* TRY IT
In the data that follows, find the line with "PR #12207, opened 2022-07-24"; transcribe it, every later line up to the one with "still be locked.", and that line as well, exactly and with no others.

* GIVEN RECORDS
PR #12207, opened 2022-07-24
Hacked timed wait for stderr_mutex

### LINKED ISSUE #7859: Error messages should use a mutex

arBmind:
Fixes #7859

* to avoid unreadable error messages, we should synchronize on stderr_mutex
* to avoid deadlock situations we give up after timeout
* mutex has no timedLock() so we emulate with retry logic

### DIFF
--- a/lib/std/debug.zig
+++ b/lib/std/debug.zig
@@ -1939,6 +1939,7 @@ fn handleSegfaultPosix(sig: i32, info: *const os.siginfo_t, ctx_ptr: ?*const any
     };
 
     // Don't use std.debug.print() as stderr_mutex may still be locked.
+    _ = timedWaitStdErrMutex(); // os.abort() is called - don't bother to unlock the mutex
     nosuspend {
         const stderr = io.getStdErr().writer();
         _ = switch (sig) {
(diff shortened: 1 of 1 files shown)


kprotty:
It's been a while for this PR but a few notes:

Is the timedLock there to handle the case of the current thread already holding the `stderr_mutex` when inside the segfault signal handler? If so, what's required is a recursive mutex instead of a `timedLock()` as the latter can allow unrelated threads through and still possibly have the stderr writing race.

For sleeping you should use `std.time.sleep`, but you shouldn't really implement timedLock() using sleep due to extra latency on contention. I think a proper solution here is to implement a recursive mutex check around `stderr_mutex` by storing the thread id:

...

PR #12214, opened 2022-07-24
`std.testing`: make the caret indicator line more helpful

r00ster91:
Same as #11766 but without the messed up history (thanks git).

* ANSWER
PR #12207, opened 2022-07-24
Hacked timed wait for stderr_mutex

### LINKED ISSUE #7859: Error messages should use a mutex

arBmind:
Fixes #7859

* to avoid unreadable error messages, we should synchronize on stderr_mutex
* to avoid deadlock situations we give up after timeout
* mutex has no timedLock() so we emulate with retry logic

### DIFF
--- a/lib/std/debug.zig
+++ b/lib/std/debug.zig
@@ -1939,6 +1939,7 @@ fn handleSegfaultPosix(sig: i32, info: *const os.siginfo_t, ctx_ptr: ?*const any
     };
 
     // Don't use std.debug.print() as stderr_mutex may still be locked.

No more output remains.